Follow us:   
Kontak kami:    kontak@wikidpr.org
Follow us:   
Kontak kami:    kontak@wikidpr.org
Rangkuman Terkait

Komisi / Alat Kelengkapan Dewan

Masukan dan Pandangan terhadap RUU tentang Pengesahan Persetujuan Kerjasama terkait Pertahanan dengan negara Republik Federatif Brasil, Persatuan Emirat Arab, Kerajaan Kamboja, dan Republik Prancis – Komisi 1 DPR-RI Rapat Dengar Pendapat Umum (RDPU) dengan Pakar dan Akademisi/Praktisi

Tanggal Rapat: 26 Mar 2024, Ditulis Tanggal: 26 Jul 2024,
Komisi/AKD: Komisi 1 , Mitra Kerja: Pakar dan Praktisi

Pada 26 Maret 2024, Komisi 1 DPR-RI mengadakan Rapat Dengar Pendapat Umum (RDPU) dengan Pakar dan Akademisi/Praktisi membahas mengenai Masukan dan Pandangan terhadap RUU tentang Pengesahan Persetujuan Kerjasama terkait Pertahanan dengan negara Republik Federatif Brasil, Persatuan Emirat Arab, Kerajaan Kamboja, dan Republik Prancis. RDPU ini dibuka dan dipimpin oleh Sugiono dari Fraksi Partai Gerindra dapil Jawa Tengah 1 pada pukul 14:08 WIB.

Pemaparan Mitra

Berikut merupakan pemaparan mitra:

Pakar dan Praktisi

M. Arifin, Pakar BRIN

  • Izinkan kami untuk mengajak Bapak/Ibu untuk melihat lebih dalam lagi tentang hubungan atau interaksi atau diplomasi pertahanan Indonesia dengan Brasil, Kamboja, Persatuan Emirat Arab, dan juga Perancis. 
  • Kami di BRIN membuat satu pangkalan data tentang diplomasi pertahanan yang tujuannya untuk mengidentifikasi mitra utama kita dan mengidentifikasi kesempatan yang ada dalam konteks diplomasi.
  • Jika melihat naskah akademik dari 4 RUU ini, data-data yang kami punya bersinggungan karena sumber datanya sama dari berbagai macam sumber terbuka baik itu website resmi Kemhan, Kemlu, DPR, dan sebagainya.
  • Untuk konteks diplomasi pertahanan Indonesia dengan Brasil secara kuantitas tidak begitu sering atau intensitasnya tidak tinggi.

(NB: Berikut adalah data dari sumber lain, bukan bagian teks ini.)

PR #260, opened 2019-02-12
Add Mirage-centric info to output fits file headers

bhilbert4:
This PR makes two general changes to the code.

1. In the case of imaging data, it ensures that the NOMXSTART, NOMXEND header keyword values are integers rather than floats. These are not used for imaging data, so this change is simply to be consistent with WFSS mode data, where the values are used by the disperser software.

2. Information about Mirage is now added to the headers of the fits files produced by Mirage. This includes the seed image, the cropped, reordered dark current object, and the final output simulated file. Added information includes the version of Mirage used, the name of the input yaml file, and information from the yaml file that applies to the specific output file.

Both of these changes were motivated by findings from Nor Prizkal as he was working on WFSS data. @NorPirzkal do you want to take a look at the info being added to these files and make sure it covers everything you were hoping to see in them?


bhilbert4:
Trying to clean up some of these pending PRs. @NorPirzkal is there any other info you would like to see in the seed images? See the bottom lines in `catalog_seed_image.py` for a list of what this PR is adding.

bhilbert4:
No response from Nor. Merging this and we can deal with any further tweaks in a separate PR.

PR #268, opened 2019-03-04
Fix CR rate: multiply by frametime

### LINKED ISSUE #267: Cosmic ray probability is scaled inversely to the frame time
I tried running a NIRISS model for the SUB64 subarray (64x64 pixels).  I noticed that the cosmic ray probability per pixel had a much higher value than expected.  From the log of the model I saw

Frametime is 0.05016
Base cosmic ray probability per pixel per second: 0.0012266746411483253

Looking in the code the obs_generator.py file has the following (on line 1795 in the version I am looking at

        self.crrate = self.crrate/self.frametime

I am certain that the rate need to be multiplied by the frametime, not divided by it.  Unless I am mistaken somehow, this is an easy thing to fix.  On the other hand the simulated cosmic rays in all the full frame models that have been made are at too low a rate.  I doubt that this is a real problem given the uncertainties in the cosmic ray rates from the Robberto report which these are based on.  @bhilbert4 do you agree that the frame time should be multiplied by the rate?

bhilbert4:
This PR fixes a typo in determining the cosmic ray rate. Previously the rate (CR/pixel/second) was being divided by the single frame exposure time. This changes it so that Mirage is multiplying by the frame time in order to arrive at the CR rate per pixel per frame.

Closes #267

### DIFF
--- a/.travis.yml
+++ b/.travis.yml
@@ -24,7 +24,7 @@ env:
     global:
         - MAIN_CMD='python setup.py'
         - CONDA_CHANNELS='http://ssb.stsci.edu/astroconda'
-        - CONDA_DEPENDENCIES='pytest=3.6 sphinx'
+        - CONDA_DEPENDENCIES='pytest sphinx'
         - PIP_DEPENDENCIES=''
         - PYTHON_VERSION=3.6
         - NUMPY_VERSION=stable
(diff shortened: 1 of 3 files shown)


bhilbert4:
I also moved the multiplication out of the function that retrieves the per second CR rate and up into the calling function. This is just because I liked the idea of having a well-contained function for retrieving the basic, per-second rate.

PR #271, opened 2019-03-04
[WIP] Update setup.py to avoid future conda vs pip installation collisions

bhilbert4:
I'm playing around in this PR to try and limit conda vs pip installation collisions, which just gave us some trouble in the previous PR (). Apparently astropy ci-helpers installs a bunch of packages via conda, but other packages (in `install_requires` in setup.py) are being installed via pip. In some cases the code is installed in different locations, which can lead to a case of python not being able to find a package. 

I'm testing out moving installations to `install_requires` and hoping that nothing else breaks.

### DIFF
--- a/setup.py
+++ b/setup.py
@@ -128,13 +128,14 @@ setup(
                   },
     install_requires=[
         'astropy>=3.1',
-        'numpy>=1.13',
-        'matplotlib>=1.4.3',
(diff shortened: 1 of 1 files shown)


bhilbert4:
setup.py is in good shape at the moment, so I'm closing this.

PR #273, opened 2019-03-05
AMI simulations tests

dthatte:
Tests to chaeck AMI simulations with Mirage.

Run createyaml.py, then run updateyaml.py, then run createsim.py.


mirage/seed_image/catalog_seed_image.py
```diff
@@ -2033,6 +2033,15 @@ def makePos(self, alpha1, delta1):
         delta2 = "%1s%2.2d:%2.2d:%7.4f" % (sign, decd, decm, decs)
         alpha2 = alpha2.replace(" ", "0")
         delta2 = delta2.replace(" ", "0")
+
+        # The following fixes a format issue; it is not clear why the signa
```
bhilbert4: Did you see a case where this was needed? This was in `catalog_seed_generator` a long time ago, but was removed when it was determined it wasn't needed.

KevinVolkSTScI:
Hi Bryan,

  This was needed in an earlier version when the + and – signs in the positions in the object catalogues came out “0+0” and “0-0”.   As noted in the comment with the code, I was never able to determine why the extra spaces were present because the format was just %1s and the input was either “+” or “-‘.

  At the moment it appears that the problem that motivated the change is not present and so these lines are not needed.

tests/test_apt_interface.py
```diff
@@ -23,15 +23,15 @@
...
-# importlib.reload( siaf_interface )
-# from mirage.yaml import generate_observationlist, yaml_generator
+from mirage.apt import read_apt_xml, apt_inputs
+from mirage.utils import siaf_interface
+import importlib
+importlib.reload( yaml_generator )
+importlib.reload( generate_observationlist )
+importlib.reload( read_apt_xml )
+importlib.reload( apt_inputs )
+importlib.reload( siaf_interface )
```
bhilbert4: Are these module reload statements necessary?

mirage/seed_image/catalog_seed_image.py
Johannes-Sahlmann: Following @KevinVolkSTScI comment I will remove these lines.

tests/test_apt_interface.py
Johannes-Sahlmann: only for debugging. removed them

PR #280, opened 2019-03-26
Choose correct pixel phase file from PSF library

### LINKED ISSUE #124: PSF positions are not exactly as requested due to code moving the peak of the PSF to the center of the PSF image
The WebbPSF input images for NIRISS do not always have the peak pixel of the 301x301 pixel PSF image at pixel (151,151) [using 1-based pixel numbering).  This characteristic of the PSF files is as it should be in cases where the star position is offset from the center of the pixel in the middle of the PSF image.  In the code within the catalog_seed_image.py script when a PSF image is read in the peak pixel is moved the center of the PSF stamp image (i.e. lines 1798 to 1800 where nxshift and nyshift are found).  When this is done, star positions may get moved off from where they should be by 1 pixel in x or in y (or both).  One should not offset the peak of the PSF file from WebbPSF in this way, in my opinion.  I had to take this shift out of the code to get a single star at the reference (RA,Dec) to be put at the correct positions in the various NIRISS sub-arrays.

bhilbert4:
This PR fixes a bug in `catalog_seed_image.py` where the wrong file was being chosen from the PSF library for a given pixel phase. The code was originally written such that a pixel phase of 0.5, 0.5 was defined as the center of a pixel. This is inconsistent with the definition used in `pysiaf` and the pipeline, where 0.0, 0.0 is the center of the pixel, and -0.5 and 0.5 are the edges.

This fix changes the pixel phase definition to agree with that used by Mirage's dependencies.

Closes #124 
@KevinVolkSTScI

### DIFF
--- a/mirage/seed_image/catalog_seed_image.py
+++ b/mirage/seed_image/catalog_seed_image.py
@@ -1876,6 +1876,11 @@ class Catalog_seed():
                 print(j2, i2, l2, k2)
                 print('bad high')
 
+
+            print('i1, i2, j1, j2, k1, k2, l1, l2')
+            print(i1, i2, j1, j2, k1, k2, l1, l2)
+
+
             try:
                 psfimage[j1:j2, i1:i2] = psfimage[j1:j2, i1:i2] + webbpsfimage[l1:l2, k1:k2] * counts
                 # Divide readnoise by 100 sec, which is a 10 group RAPID ramp?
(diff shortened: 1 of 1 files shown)


bhilbert4:
I also added a warning for the case where the input PSF file has an even number of columns or rows. An odd number is preferred, but with an even number, Mirage will use the pixel just to the left and/or below center as the center of the array.

bhilbert4:
Tests from @KevinVolkSTScI show that the correct PSF files are now being selected.

Issue #274, opened 2019-03-07
Problem when using NIRISS .asdf distortion reference file for AMI


Johannes-Sahlmann:
It appears that there is a problem when using the .asdf distortion reference file for AMI simulations, in the sense that the sources do not appear in the expected location. When mirage uses pysiaf instead, the source locations are as expected.

Example code that can exhibit the problem is available on a development branch:
https://github.com/Johannes-Sahlmann/mirage/blob/sahlmann-ami-tests/examples/niriss_ami_example/niriss_ami_example.py

bhilbert4:
I noticed a similar situation last week when trying to make NIRCam TA subarray data. Pysiaf gave the correct position, while mirage did not. I thought at the time that it was a problem with the reference files, but since you're seeing it as well it seems like there must be a bug somewhere in Mirage.

Johannes-Sahlmann:
Good to know.

PR #285, opened 2019-04-11
[DO NOT MERGE]: Source locations within subarrays

### LINKED ISSUE #264: Incorrect positions from dist. reffile for subarrays
As I was creating some target acquisition data for some engineering tests, I found that the source position returned by the current distortion reference files (which are correct in terms of the round trip positions), were returning incorrect source locations. I was creating data using the apertures: `NRCA5_TAGRISMTS32`, `NRCA2_TAMASK210R`, and `NRCB5_TAPSIMG32`. In all cases I was using a catalog with a single point source placed at the RA, and Dec corresponding to the reference location of the subarray. When using the distortion reference files to calculate detector position, in all cases the sources were outside the subarray entirely. When switching to use `pysiaf`, the returned positions appeared correct. This is not necessarily Mirage-related, but investigate the current distortion reference files to see what the problem is.

bhilbert4:
This PR fixes a bug specific to subarray simulations.

In the case where sources were specified by RA, Dec values in the input catalogs and the distortion reference file (rather than pysiaf) was used to translate RA, Dec to x, y, the sources were being placed in the wrong location. This is because the distortion reference file translates to x, y in the full frame coordinate system. This was causing sources to be shifted from the subarray coordinate system.

In this fix, when the distortion reference file is used to calculate x, y values, the coordinates of the lower left corner of the subarray on the full detector are subtracted from the x, y values, in order to place them in the subarray coordinate system.

I have tested this fix with NIRCam and NIRISS examples and the results look correct.

closes #264 
Also most likely solves #274


bhilbert4:
@Johannes-Sahlmann, do you have a few minutes at some point to check and see if this solves the issue you were seeing with the subarray data?

Johannes-Sahlmann:
Did you test this with all NIRCam/NIRISS apertures, i.e. covering apertures with different DetSciYAngle and DetSciParity? 
I am wondering whether it would make sense to add a dedicated test for this, i.e. include the reference files that contain the same information as the SIAF and test against pysiaf?

bhilbert4:
This fix assumes that the reference files are doing the correct calculations, but that the results are given as (x,y) in the full frame coordinate system, rather than in the subarray coordinate system. In that case, all that's needed should be a shift in coordinates equal to the location of the subarray's lower left corner in the full frame coordinate system. 

I do think a dedicated test makes sense though.

bhilbert4:
Clearly a PR that's been open for a while. All the gridded PSF library updates were added when I rebased.

Anyway, all of the new tests are now passing. I've tested the updates on several NIRCam detectors as well as NIRISS, in order to cover different values of DetSciYAngle and DetSciParity. In all cases, regardless of whether the catalog inputs are in units of RA, Dec or pixel x, y, the sources are landing in the correct locations on the subarrays when the distortion reference file is used.

@Johannes-Sahlmann do you want to test this?

Johannes-Sahlmann:
I am nor sure that I am best positioned to test this as I am exclusively working with full SCA apertures. 
For the NIRISS AMI case, there is an additional complication in that the pipeline distortion reference file appears to be erroneous in its V3IdlYAngle value, which may complicate the test.

bhilbert4:
Replaced by #352. This branch was old enough that rebasing was causing headaches, so the changes were added to a new branch and merged.

PR #295, opened 2019-04-30
Reference file downloader

bhilbert4:
This PR adds a script that allows users to download the reference files needed to run Mirage. Downloads are from Box. Files are downloaded and decompressed/untarred and organized into a `mirage_data` directory. The user is then informed of how to set the `MIRAGE_DATA` environment variable so that Mirage will know where to look for the files.


Johannes-Sahlmann:
This looks like a nice solution to the problem. How do you get the files on box to be static and public?

bhilbert4:
@Johannes-Sahlmann it's a very manual and carpal tunnel syndrome-inducing process. After uploading the files to Box, it takes 5 or 6 clicks on each file to enable a static URL that anyone can access. The URLs are not programmatically discoverable, so they have to be hard-coded into the code.

Johannes-Sahlmann:
Then, what happens if a file has to be updated? Does the URL remain the same?

bhilbert4:
Yes, the URL stays the same. Box does keep track of file versions though. Presumably there is a way to recover the older version if needed.

Johannes-Sahlmann:
Looks like a great solution (despite the overhead in setting up)

bhilbert4:
Merging. With the downloader script added, users can now download the reference files, and Mirage is fully public.

Issue #98, opened 2018-05-31
Add support for time series data/transiting exoplanets


bhilbert4:
Kevin Stevenson mentioned the Batman package (https://www.cfa.harvard.edu/~lkreidberg/batman/) that can be used to create a simulated lightcurve for a transiting exoplanet.

Also may need to look into file formats, assuming that time series data are composed of many integrations that may need to span multiple files.

bhilbert4:
Moving this up to high priority, as there is a summer student coming in June to create TSO datasets.

bhilbert4:
Related issue: #294

PR #298, opened 2019-05-17
Add TSO mode simulations

bhilbert4:
This PR introduces code to enable TSO (time series observations) with Mirage. Specifically, this adds support for sources that vary in brightness with time during the exposure. Similar to what was done for the WFSS mode, users can specify an hdf5 file that contains a lightcurve for a particular target. Mirage reads in the lightcurve and varies the source brightness frame-by-frame based on the lightcurve. As with moving targets, this necessitates a 4D seed image, rather than the normal 2D seed image.

During development, I am working with lightcurves created using the [Batman](https://www.cfa.harvard.edu/~lkreidberg/batman/) repo.

I have also added some support for a new TSO catalog type, and modified the hdf5 code to be able to read in and deal with units for the lightcurves.

My goal is to also enable grism TSO observations in this PR. There are some small differences in this mode, since ideally the spectrum of the target will be varying with time along with the brightness. In that case, I think I will make some adjustments to allow users to input multiple spectra for a given target.

For the first TSO-specific commits though, I've focused only on the easier case of imaging TSO. 

Note that this branch is based off of the griddedPSF model branch (#134), because dealing with the PSFs is much easier in there, but I didn't have time to wait for that branch to be merged before beginning work on this branch.


bhilbert4:
Quick note to say that I have run some regular imaging and wfss observations through Mirage using this branch, and the results all appear unchanged from those constructed using the master branch.

bhilbert4:
Resolves #335  
Resolves #98 
Resolves #339

PR #572, opened 2020-10-21
WFSC: Partial support for OTE Coarse Phasing sims using DHS

mperrin:
This PR adds just enough basic support for the DHS grisms (GDHS0, GDHS60) to enable running a MIRAGE sim without errors, for a program using the OTE WFSC Coarse Phasing simulation.  

Note, WebbPSF does not actually have any sort of model for the DHS. This is intended only for use with an externally-generated DHS simulation (i.e. from Ball's ITM tool), supplied as an "extended object" catalog.

In particular, we don't actually use the PSFs for anything in this mode - we just drop in the ITM image, without any further PSF convolution - but we have to at least load enough of a PSF that MIRAGE does not error out. This requires adding the DHS pupil values in a few places, and adding a workaround to just load F150W2+Clear PSFs (since there's no way to make a F150W2+GDHS PSF with WebbPSF) and photometric calibration; the PSF is completely inappropriate in this case, but it's enough to let MIRAGE run. 

FYI @obi-wan76 @Skyhawk172


bhilbert4:
I'm in favor of keeping the rotation even if the input position is in units of pixels. I'm thinking of a case of someone with a little stamp image of a galaxy who wants it to be at some specific orientation that's different than what's in the stamp image file. What if instead we allow for a value of None in the position angle column, in which case no rotation is done?

bhilbert4:
I think the file parsing should be ok. There are lots of other fields that can be set to None, and those lines aren't read in in any special way.

bhilbert4 (approved):
Looks good to me! There is another call to rotate_extended_image() on line 1468. Could you also add the same condition to that call?

mperrin:
>There is another call to rotate_extended_image() on line 1468. Could you also add the same condition to that call?

Slight variation: Rather than adding a second copy of the check, I moved that check for None into `rotate_extended_image()` itself, so that it applies for any call to that function. 

I also added a brief note to the documentation that setting pos_angle = None means no rotation.

mperrin:
Hi @bhilbert4 - this isn't particularly urgent, but I think this PR is ready to go. Tests passed, you approved it before with one requested change and I have implemented that. Should I go ahead and merge myself, or would you prefer to? Thanks!

bhilbert4:
Done and done.

PR #579, opened 2020-11-05
Add option for downloading a single dark for each detector

### LINKED ISSUE #562: Option to fetch fewer darks for simple testing
Feature request: provide an option in ``downloader`` to fetch only a limited set of dark reference files rather than forcing the user to download  hundreds of GB of reference files just to get a test up and running!

Thanks!

bhilbert4:
This PR adds an option to the reference file downloader to download only a single dark current file per detector. This is intended for those who want a quick start of sorts, to test out Mirage, without downloading all of the reference files. This is done via the added `single_dark` keyword in the downloader script.

Resolves #562


gbrammer:
Thanks, @bhilbert4 !

PR #590, opened 2020-11-23
Update yaml_generator to properly handle non-sidereal sources

### LINKED ISSUE #588: Update yaml generator to work with non-sidereal targets
Another update related to what was done in #564. The yaml_generator still does not work with non-sidereal targets. 

Need to make sure it works with them, most notably in getting the pointing RA and Dec correct for multiple exposures (i.e. at different times) and also multiple detectors. This may be through the use of an ephemeris file or not. Either way, we'll have to read in the source catalogs in order to get velocities or ephemeris file names (although the latter may be available through the APT xml file).

bhilbert4:
This PR allows the yaml generator to calculate and use the correct pointings for non-sidereal observations, based on an ephemeris file or manually input velocity values in the non-sidereal source catalog.

Note that I made a bunch of updates to apt_inputs.py as well, and then accidentally did `git checkout` instead of `git add` on the file, so I lost those changes and need to redo them.

Resolves #588


bhilbert4:
Tests show that this seems to be working well. It has revealed a bug in the pointing values that are calculated using ra_dec_update(), but the bug appears to affect all modes (not just non-sidereal) and is not caused by these changes, but instead is already present in the master branch. I'll address that in a separate issue and PR.

bhilbert4:
Nevermind about the ra_dec_update bug. Turns out APT was using a different version of the PRD compared to what pysiaf was using. This was causing sources to be shifted from their expected locations.

PR #595, opened 2020-12-11
WFSC: Enable SAM for full-pupil images

Skyhawk172:
This PR enables boresight offsets for full-pupil images, as opposed to single-segment images.  Similarly to the single-segment case, it relies on header keyword information to shift the all the sources.

This will support Coarse MIMF and Global Alignment activities, in particular.

I just want to point out that this change should not impact anything other than WFSC-related activities, BUT all MIRAGE simulations will be performing the checks for (1) the existence of the properly-named input image file and, if it exists, (2) the existence of the BSOFF_V2 and BSOFF_V3 header keywords.

### DIFF
--- a/mirage/seed_image/catalog_seed_image.py
+++ b/mirage/seed_image/catalog_seed_image.py
@@ -2146,9 +2146,18 @@ class Catalog_seed():
         if self.runStep['pointsource'] is True:
             if not self.expand_catalog_for_segments:
 
+                # CHECK IN INPUT IF THERE'S A BORESIGHT OFFSET TO BE APPLIED:
+                offset_vector = None
+                infile = glob.glob(os.path.join(self.params['simSignals']['psfpath'], "{}_{}_{}*.fits".format(self.params['Inst']['instrument'].lower(), self.detector.lower(), self.psf_filter.lower())))[0]
+                if infile:
+                    header = fits.getheader(infile)                    
+                    if ('BSOFF_V2' in header) and ('BSOFF_V3' in header):
+                        offset_vector = header['BSOFF_V2']*60., header['BSOFF_V3']*60. #convert to arcseconds
+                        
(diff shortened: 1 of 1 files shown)


bhilbert4:
I'm wondering if there's a way to skip the check for non wavefront sensing observations? Would it be possible to do this only for certain exposure types? The way it is now, it will fail for some filters when running with the default PSF library files. That's because the standard filename is "<instrument>_<detector>_<pupil>_<filter>*.fits". So for example, observations using F444W, F405N, F466N, F470N will all use a PSF library file that is "nircam_nrca5_f444w*fits"

Skyhawk172:
I think the second IF statement where we check for the BSOFF_V2/BSOFF_V3 keywords would filter out those other observations that are not wavefront sensing. Currently, the only extra cost is that we need to open the file and check the header every time.

bhilbert4:
Ok, I see. So in the worst case, for a normal imaging exposure, it'll open the PSF library file and not find those keywords. One thought that occurs to me is dealing with failure modes. If the glob comes back with an empty list, then Mirage will crash because it will try to take the 0th element of the empty list. So in that case it will fail with 'IndexError: list index out of range'.

But if you were to break up the current glob statement into two statements (1. call glob, 2. check list length and grab 0th element) you could have it come back with a more descriptive error (e.g. 'No matching PSF libraries found for <instrument>, <detector>, <filter>') It depends on the PSF libraries you are using though. For the standard library collection, I don't think this error will ever be seen, since all filters are covered.

Also, for that logger line you commented out, the logger expects a single string, rather than the tuple that it's being given now. I must have missed that at some point in a recent update. Could you change that line to be:
self.logger.info('    Position angle = {}'.format(position_angle))

Skyhawk172:
Okay, I'm on it. Thanks!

Namun, jika kita bandingkan diplomasi pertahanan Indonesia dengan Amerika Serikat atau dengan Tiongkok atau dengan negara-negara major power lainnya seperti Jepang, Singapura, dan sebagainya memang tidak terlalu tinggi.
  • Selama 14 tahun terakhir, kita melihat ada tren yang naik yang didukung oleh penandatanganan kerja sama pertahanan ini pada tahun 2017 silam.
  • Namun demikian, tren yang berbeda ditunjukkan oleh relasi atau diplomasi pertahanan Indonesia dengan Kamboja. Indonesia dan Kamboja sama-sama negara Anggota ASEAN, tapi lebih dari itu sebetulnya Indonesia punya tempat yang spesial di Kamboja. Bisa dibilang demikian karena Indonesia salah satu pihak yang turut berkontribusi dalam konteks resolusi konflik di Kamboja pada pertengahan tahun 1990-an.
  • TNI atau Kopassus kita juga memberikan pelatihan kepada pasukan pengamanan Perdana Menteri Kamboja dan kepada Unit Kontra Terorisme di sana. 
  • Jika melihat tren kerjasama Indonesia dengan Kamboja memang ada penurunan, meskipun hanya sedikit. Namun, tren ini pasti akan lebih membaik kedepannya.
  • Dalam konteks hubungan Indonesia dengan Persatuan Emirat Arab pada tahun 2022 sangat tinggi.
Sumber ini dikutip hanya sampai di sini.